* INSTRUCTIONS TO FOLLOW *
Report each line of the entries below that includes "null".

Collection entries:

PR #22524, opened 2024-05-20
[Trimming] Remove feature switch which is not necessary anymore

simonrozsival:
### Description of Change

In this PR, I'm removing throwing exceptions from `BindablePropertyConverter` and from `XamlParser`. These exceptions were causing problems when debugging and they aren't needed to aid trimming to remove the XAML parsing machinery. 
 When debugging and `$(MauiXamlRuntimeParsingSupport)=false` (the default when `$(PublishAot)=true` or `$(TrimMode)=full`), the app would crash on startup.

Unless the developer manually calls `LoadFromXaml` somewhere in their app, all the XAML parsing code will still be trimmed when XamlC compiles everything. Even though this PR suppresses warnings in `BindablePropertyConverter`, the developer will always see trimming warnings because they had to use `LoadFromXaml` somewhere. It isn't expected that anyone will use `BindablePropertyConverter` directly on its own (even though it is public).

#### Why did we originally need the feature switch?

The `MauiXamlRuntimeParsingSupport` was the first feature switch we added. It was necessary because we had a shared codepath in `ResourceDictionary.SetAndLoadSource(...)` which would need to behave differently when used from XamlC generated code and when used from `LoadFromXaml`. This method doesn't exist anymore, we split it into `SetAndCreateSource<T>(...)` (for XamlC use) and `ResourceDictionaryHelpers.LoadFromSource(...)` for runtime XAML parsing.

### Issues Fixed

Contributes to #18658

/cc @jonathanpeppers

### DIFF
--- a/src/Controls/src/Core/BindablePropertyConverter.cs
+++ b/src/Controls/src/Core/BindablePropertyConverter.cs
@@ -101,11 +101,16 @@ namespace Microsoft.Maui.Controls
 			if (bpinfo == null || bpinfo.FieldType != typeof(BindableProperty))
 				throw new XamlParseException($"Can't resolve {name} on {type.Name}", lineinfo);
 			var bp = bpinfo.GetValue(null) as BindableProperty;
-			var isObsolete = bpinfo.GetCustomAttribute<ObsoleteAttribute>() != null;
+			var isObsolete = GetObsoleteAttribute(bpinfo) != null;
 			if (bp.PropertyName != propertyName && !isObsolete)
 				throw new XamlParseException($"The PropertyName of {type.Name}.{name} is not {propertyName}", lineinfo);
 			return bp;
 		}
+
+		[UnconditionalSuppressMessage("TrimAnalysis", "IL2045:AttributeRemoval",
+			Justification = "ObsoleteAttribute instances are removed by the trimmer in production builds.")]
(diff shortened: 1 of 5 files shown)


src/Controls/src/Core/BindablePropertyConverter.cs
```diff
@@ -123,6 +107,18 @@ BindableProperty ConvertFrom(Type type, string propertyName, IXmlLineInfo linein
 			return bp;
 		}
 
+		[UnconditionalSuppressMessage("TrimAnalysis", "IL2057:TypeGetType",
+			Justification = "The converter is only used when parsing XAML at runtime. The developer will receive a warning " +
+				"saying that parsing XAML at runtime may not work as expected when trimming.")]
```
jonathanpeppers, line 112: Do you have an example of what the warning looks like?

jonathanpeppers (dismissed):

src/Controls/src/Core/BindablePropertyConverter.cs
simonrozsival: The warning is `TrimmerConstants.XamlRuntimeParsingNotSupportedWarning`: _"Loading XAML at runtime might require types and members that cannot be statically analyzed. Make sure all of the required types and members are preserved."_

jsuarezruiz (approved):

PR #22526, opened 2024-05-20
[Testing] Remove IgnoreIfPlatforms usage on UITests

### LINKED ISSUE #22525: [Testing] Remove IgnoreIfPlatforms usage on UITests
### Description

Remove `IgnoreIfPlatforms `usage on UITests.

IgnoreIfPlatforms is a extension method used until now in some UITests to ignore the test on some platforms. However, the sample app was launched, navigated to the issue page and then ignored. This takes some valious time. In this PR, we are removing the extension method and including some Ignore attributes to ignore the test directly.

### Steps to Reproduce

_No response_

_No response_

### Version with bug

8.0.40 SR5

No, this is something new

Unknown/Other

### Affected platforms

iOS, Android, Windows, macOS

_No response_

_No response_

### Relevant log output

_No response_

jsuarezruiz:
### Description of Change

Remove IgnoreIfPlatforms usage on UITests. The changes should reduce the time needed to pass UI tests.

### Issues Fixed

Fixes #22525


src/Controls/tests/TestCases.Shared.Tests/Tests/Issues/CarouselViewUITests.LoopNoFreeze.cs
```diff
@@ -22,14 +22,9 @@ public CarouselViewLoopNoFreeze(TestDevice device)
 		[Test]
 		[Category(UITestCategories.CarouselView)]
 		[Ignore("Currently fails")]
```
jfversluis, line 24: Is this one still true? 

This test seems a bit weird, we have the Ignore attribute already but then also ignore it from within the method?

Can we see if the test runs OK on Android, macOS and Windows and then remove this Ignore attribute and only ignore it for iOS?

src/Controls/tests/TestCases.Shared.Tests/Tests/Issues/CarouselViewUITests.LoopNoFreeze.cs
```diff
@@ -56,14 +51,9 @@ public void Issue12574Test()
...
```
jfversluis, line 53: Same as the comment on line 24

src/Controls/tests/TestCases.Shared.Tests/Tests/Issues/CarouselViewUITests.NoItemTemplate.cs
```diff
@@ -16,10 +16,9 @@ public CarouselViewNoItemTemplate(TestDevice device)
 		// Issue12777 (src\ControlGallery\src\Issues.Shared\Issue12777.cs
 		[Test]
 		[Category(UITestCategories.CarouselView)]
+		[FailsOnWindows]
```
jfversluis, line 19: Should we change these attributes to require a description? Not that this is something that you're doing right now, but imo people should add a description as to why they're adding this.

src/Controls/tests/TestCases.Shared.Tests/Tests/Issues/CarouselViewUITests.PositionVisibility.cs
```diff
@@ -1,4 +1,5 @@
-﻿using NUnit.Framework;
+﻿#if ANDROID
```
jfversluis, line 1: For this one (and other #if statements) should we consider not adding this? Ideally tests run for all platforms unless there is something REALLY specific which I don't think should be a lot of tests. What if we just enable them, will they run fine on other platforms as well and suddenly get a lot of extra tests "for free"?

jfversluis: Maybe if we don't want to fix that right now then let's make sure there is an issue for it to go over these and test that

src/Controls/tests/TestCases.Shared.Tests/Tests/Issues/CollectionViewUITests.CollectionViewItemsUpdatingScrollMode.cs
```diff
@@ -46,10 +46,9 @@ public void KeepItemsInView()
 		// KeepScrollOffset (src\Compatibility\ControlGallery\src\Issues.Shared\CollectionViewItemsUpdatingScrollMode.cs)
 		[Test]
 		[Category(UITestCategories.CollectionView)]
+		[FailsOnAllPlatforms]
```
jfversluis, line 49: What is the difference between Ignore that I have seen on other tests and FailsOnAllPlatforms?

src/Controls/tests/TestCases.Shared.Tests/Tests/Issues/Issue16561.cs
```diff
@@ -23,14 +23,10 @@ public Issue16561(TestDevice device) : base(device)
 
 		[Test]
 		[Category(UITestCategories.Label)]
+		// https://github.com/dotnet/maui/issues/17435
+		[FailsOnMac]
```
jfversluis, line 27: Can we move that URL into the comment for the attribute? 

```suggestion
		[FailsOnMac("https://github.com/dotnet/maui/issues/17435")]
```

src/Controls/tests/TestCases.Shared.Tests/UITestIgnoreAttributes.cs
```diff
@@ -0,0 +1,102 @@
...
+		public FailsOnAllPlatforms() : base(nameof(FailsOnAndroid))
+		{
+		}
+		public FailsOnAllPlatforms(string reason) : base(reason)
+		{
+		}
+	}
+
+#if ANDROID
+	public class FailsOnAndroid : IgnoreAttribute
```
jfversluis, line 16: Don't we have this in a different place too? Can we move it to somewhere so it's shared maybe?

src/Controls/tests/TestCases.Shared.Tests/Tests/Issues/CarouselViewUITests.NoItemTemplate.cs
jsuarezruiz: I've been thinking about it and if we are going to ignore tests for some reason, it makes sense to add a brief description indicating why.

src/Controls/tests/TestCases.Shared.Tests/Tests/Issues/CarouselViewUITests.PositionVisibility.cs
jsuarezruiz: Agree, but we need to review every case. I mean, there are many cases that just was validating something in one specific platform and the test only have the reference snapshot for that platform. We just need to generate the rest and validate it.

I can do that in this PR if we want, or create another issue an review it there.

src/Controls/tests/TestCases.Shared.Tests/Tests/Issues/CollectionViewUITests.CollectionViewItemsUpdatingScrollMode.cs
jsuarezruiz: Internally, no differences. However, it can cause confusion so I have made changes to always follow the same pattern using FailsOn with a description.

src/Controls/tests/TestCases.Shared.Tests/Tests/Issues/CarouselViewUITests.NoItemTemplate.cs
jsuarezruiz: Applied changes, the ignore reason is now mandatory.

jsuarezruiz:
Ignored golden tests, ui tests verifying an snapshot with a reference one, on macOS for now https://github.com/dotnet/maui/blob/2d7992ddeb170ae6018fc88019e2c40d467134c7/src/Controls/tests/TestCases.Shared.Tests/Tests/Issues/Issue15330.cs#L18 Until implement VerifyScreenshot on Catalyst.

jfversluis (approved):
...
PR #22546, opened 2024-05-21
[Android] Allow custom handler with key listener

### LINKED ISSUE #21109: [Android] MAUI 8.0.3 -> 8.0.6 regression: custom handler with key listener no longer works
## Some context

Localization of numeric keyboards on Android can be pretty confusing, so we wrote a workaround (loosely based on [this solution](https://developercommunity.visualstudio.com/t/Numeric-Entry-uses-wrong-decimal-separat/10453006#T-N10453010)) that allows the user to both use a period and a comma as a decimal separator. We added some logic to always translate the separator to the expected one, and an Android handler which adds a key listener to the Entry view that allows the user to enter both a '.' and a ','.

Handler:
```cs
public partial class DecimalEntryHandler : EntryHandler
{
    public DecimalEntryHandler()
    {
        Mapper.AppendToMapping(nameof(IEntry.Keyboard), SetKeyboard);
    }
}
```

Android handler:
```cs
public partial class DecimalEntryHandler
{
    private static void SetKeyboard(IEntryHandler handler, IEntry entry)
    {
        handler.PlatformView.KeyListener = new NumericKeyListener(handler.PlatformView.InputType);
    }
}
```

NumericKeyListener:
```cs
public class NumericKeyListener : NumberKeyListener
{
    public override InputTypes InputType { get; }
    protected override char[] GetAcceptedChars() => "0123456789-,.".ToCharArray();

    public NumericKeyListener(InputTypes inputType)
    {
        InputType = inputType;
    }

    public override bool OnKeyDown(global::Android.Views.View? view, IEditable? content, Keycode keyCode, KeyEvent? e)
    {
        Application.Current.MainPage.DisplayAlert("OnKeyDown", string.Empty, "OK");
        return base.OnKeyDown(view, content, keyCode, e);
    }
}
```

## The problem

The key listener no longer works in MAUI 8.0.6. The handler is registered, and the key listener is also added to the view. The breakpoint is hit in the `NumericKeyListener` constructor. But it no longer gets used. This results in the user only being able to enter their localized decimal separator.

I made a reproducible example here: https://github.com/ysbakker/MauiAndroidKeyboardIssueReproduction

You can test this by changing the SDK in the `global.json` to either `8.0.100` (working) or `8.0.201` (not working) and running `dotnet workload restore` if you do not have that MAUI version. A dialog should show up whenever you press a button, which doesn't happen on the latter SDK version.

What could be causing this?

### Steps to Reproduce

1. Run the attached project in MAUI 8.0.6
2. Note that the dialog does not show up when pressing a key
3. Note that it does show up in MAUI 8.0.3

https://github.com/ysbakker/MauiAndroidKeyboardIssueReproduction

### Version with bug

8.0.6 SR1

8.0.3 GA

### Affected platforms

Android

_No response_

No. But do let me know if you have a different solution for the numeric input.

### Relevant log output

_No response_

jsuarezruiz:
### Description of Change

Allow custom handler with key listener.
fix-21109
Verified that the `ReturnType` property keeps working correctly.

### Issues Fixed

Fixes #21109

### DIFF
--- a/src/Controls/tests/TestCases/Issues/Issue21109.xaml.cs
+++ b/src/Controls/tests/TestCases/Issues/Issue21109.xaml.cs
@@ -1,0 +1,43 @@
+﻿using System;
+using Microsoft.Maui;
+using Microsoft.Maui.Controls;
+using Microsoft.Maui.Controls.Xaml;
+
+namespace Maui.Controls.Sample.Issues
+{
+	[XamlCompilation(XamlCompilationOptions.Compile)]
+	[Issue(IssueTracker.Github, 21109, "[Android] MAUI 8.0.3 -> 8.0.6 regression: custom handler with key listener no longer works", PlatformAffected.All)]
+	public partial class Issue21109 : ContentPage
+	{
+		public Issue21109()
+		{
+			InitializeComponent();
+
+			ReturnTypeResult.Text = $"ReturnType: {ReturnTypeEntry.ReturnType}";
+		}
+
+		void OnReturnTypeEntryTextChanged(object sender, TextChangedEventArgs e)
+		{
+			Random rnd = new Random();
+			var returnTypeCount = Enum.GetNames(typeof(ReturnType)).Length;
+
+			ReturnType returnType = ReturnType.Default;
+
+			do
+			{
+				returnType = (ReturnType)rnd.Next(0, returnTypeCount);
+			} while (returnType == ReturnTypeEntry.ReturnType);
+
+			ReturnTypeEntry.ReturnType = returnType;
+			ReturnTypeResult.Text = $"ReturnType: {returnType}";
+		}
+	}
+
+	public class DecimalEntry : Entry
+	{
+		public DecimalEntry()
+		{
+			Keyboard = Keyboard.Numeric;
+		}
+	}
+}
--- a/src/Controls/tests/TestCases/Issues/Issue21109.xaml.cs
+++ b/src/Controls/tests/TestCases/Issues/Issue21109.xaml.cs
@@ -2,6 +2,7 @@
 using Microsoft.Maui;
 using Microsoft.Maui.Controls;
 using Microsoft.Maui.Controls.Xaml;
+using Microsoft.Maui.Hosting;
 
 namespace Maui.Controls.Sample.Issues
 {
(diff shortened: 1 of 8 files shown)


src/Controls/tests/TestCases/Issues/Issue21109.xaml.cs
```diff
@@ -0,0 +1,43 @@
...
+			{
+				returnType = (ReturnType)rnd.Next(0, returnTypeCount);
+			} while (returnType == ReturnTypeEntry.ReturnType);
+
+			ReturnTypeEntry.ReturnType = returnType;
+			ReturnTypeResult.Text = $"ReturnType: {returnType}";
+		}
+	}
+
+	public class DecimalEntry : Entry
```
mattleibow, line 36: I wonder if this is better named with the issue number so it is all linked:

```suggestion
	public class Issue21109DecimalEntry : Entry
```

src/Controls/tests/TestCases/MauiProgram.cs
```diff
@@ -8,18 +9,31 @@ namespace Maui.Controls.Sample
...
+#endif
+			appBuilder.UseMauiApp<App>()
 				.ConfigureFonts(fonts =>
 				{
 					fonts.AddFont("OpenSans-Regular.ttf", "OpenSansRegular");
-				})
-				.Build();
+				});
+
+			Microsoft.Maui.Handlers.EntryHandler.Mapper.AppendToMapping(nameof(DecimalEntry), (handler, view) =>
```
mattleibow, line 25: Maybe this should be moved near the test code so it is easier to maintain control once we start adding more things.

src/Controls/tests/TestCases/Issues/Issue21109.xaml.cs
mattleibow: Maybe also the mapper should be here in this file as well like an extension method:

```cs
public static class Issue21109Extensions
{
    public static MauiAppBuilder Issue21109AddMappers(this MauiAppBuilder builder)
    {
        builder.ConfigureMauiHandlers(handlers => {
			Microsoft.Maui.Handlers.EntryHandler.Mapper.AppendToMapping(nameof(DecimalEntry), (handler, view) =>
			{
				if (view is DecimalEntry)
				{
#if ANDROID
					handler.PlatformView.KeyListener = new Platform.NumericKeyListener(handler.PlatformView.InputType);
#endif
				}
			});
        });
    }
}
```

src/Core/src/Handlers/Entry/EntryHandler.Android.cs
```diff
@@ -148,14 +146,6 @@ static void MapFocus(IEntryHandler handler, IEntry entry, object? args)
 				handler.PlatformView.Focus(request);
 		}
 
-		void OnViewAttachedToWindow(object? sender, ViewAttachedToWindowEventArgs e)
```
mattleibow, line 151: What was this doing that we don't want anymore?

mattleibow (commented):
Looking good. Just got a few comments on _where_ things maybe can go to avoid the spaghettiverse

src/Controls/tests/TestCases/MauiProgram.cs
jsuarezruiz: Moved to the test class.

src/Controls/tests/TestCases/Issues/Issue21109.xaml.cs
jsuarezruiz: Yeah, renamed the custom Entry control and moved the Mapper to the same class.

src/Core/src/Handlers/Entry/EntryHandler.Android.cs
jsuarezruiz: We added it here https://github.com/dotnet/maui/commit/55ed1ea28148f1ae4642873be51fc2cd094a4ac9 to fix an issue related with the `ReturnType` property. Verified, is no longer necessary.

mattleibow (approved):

* ANSWER SECTION *
 			if (bpinfo == null || bpinfo.FieldType != typeof(BindableProperty))
 			var bp = bpinfo.GetValue(null) as BindableProperty;
-			var isObsolete = bpinfo.GetCustomAttribute<ObsoleteAttribute>() != null;
+			var isObsolete = GetObsoleteAttribute(bpinfo) != null;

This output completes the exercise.